## THE TASK
The required output is the lines below from the line containing "PR #1239, opened 2017-08-08" to the line containing "5. Watch as", inclusive, retyped exactly. No other lines belong in it.

## MATERIAL SHOWN

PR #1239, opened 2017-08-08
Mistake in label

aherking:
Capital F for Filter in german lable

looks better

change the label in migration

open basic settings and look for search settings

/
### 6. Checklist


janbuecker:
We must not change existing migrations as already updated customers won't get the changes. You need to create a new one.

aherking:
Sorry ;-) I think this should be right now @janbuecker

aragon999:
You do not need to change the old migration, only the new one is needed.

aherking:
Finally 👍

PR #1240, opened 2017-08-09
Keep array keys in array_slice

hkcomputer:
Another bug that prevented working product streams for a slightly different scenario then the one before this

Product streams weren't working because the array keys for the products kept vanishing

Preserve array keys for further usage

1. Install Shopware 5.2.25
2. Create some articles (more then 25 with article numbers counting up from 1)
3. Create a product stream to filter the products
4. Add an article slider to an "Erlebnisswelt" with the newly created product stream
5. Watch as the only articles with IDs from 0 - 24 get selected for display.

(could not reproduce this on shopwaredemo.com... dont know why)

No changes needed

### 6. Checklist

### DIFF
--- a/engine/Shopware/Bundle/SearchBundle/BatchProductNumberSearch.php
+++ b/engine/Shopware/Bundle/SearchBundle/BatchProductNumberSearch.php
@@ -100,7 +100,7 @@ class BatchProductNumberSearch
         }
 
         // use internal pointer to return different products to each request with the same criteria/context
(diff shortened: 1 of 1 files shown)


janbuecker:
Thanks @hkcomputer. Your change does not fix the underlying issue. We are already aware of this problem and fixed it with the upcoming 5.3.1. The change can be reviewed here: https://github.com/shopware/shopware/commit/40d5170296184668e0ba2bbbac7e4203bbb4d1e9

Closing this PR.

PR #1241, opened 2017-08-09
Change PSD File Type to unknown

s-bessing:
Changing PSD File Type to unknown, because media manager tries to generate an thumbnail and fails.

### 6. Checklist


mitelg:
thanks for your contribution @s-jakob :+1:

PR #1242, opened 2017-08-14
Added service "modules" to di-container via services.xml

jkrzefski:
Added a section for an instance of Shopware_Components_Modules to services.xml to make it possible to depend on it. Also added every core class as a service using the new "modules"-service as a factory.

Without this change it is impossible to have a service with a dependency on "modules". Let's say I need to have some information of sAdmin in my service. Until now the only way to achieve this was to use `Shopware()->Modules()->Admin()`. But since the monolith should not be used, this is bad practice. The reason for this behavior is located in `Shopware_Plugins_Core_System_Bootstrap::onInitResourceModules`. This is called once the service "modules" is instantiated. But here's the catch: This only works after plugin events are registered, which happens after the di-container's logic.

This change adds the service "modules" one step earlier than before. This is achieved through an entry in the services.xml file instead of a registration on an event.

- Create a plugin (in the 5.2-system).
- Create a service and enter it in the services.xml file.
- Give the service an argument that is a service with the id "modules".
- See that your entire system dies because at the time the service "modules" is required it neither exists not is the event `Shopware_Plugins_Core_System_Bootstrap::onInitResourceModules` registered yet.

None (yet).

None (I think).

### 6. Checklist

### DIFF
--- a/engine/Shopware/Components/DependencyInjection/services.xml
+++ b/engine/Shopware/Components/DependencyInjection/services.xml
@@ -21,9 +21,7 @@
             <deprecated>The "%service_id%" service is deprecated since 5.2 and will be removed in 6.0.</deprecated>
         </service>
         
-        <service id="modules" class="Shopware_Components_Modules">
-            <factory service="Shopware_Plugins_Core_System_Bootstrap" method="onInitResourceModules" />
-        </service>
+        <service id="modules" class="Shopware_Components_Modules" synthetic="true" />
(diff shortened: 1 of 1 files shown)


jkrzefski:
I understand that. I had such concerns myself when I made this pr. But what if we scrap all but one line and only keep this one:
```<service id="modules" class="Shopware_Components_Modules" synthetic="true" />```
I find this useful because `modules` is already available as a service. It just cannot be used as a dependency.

...

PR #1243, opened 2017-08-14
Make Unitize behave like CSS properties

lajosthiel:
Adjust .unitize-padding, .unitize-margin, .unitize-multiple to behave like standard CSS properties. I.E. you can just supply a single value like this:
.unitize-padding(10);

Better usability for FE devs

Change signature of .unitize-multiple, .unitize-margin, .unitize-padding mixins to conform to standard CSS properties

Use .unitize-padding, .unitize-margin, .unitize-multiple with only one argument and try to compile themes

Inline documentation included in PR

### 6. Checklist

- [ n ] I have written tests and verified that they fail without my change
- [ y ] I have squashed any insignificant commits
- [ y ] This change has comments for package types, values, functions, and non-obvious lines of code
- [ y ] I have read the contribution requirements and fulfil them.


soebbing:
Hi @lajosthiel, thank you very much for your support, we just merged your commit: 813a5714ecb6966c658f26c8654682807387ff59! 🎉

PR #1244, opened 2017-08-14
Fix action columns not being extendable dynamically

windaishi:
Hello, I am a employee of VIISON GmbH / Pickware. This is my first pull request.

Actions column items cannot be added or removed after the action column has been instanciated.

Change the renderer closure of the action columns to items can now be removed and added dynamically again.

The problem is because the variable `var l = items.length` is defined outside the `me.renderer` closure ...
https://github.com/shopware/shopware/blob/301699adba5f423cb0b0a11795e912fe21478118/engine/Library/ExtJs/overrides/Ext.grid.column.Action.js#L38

--

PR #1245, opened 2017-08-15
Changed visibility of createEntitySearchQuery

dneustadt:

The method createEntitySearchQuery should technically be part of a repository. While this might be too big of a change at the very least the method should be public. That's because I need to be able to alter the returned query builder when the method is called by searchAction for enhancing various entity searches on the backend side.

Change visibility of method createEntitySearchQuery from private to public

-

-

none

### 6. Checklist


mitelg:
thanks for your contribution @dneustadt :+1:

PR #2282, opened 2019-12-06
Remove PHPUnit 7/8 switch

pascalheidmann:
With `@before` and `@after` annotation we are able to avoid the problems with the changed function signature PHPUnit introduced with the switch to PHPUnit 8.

## EXERCISE OUTPUT
PR #1239, opened 2017-08-08
Mistake in label

aherking:
Capital F for Filter in german lable

looks better

change the label in migration

open basic settings and look for search settings

/
### 6. Checklist


janbuecker:
We must not change existing migrations as already updated customers won't get the changes. You need to create a new one.

aherking:
Sorry ;-) I think this should be right now @janbuecker

aragon999:
You do not need to change the old migration, only the new one is needed.

aherking:
Finally 👍

PR #1240, opened 2017-08-09
Keep array keys in array_slice

hkcomputer:
Another bug that prevented working product streams for a slightly different scenario then the one before this

Product streams weren't working because the array keys for the products kept vanishing

Preserve array keys for further usage

1. Install Shopware 5.2.25
2. Create some articles (more then 25 with article numbers counting up from 1)
3. Create a product stream to filter the products
4. Add an article slider to an "Erlebnisswelt" with the newly created product stream
5. Watch as the only articles with IDs from 0 - 24 get selected for display.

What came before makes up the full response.